Problem to work on: Looking at the data below, how many lines include the word "want"? Respond with the number only.

[Stored items from a collection]
┄┄┄┄┄┄┄┄┄┄

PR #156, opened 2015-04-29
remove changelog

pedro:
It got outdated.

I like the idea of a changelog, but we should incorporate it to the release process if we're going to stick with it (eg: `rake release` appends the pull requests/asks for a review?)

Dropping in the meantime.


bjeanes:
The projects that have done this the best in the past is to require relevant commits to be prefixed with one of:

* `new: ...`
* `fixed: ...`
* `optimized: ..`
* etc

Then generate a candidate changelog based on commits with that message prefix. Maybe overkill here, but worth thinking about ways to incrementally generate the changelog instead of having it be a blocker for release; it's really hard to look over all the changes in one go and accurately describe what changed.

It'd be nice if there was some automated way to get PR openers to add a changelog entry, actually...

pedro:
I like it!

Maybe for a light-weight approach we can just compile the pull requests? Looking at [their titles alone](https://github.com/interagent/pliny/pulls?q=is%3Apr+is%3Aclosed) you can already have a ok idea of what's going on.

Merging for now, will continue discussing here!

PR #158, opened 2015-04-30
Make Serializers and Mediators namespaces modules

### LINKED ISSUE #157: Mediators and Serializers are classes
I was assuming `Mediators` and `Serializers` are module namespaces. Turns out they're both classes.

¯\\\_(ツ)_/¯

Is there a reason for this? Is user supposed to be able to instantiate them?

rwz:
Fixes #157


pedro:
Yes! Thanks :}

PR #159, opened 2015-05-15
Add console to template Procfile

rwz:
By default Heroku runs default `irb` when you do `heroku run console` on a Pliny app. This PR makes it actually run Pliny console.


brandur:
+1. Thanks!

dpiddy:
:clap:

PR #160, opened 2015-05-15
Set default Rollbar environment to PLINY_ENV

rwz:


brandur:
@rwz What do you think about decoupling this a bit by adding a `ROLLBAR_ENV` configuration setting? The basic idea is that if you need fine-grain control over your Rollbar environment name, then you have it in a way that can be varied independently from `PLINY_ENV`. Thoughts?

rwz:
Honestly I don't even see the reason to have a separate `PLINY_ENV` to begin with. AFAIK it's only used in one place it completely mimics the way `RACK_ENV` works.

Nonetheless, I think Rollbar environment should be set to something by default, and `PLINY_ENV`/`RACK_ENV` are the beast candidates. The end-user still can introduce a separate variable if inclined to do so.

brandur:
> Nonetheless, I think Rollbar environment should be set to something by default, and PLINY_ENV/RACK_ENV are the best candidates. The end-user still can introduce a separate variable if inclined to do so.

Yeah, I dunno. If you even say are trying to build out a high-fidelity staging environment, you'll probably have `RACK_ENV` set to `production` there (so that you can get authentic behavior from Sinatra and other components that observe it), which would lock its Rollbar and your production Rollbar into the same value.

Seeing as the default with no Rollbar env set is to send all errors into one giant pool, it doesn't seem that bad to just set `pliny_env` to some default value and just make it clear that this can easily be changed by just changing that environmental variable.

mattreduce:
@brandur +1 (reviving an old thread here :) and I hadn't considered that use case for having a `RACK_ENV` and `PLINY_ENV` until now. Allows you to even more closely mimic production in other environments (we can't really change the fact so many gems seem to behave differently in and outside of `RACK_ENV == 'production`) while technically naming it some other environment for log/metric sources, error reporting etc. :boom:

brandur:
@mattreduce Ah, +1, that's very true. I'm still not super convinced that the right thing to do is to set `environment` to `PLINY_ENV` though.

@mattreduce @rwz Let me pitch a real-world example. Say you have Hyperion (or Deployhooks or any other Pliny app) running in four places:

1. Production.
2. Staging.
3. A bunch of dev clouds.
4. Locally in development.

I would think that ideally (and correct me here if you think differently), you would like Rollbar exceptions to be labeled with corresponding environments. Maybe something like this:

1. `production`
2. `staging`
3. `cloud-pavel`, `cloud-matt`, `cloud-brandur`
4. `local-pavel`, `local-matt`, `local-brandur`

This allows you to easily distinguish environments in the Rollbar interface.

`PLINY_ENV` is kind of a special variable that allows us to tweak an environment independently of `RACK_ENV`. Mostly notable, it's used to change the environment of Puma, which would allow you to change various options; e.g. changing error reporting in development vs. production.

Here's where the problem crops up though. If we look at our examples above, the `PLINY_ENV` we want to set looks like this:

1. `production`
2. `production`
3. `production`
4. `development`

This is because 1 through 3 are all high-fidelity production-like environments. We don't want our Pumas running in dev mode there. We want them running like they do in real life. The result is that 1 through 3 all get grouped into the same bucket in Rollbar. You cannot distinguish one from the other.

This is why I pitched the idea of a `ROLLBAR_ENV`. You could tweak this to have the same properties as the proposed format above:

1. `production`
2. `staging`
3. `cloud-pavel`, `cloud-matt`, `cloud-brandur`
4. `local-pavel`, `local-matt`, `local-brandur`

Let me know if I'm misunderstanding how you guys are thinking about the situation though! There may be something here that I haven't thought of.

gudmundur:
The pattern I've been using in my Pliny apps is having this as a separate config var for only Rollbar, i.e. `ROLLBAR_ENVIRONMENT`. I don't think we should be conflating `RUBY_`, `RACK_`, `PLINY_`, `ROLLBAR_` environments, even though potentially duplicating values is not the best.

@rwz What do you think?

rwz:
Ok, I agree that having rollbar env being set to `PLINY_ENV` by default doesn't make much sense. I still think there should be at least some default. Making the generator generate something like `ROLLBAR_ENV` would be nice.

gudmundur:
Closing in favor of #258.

┄┄┄┄┄┄┄┄┄┄

Response: 2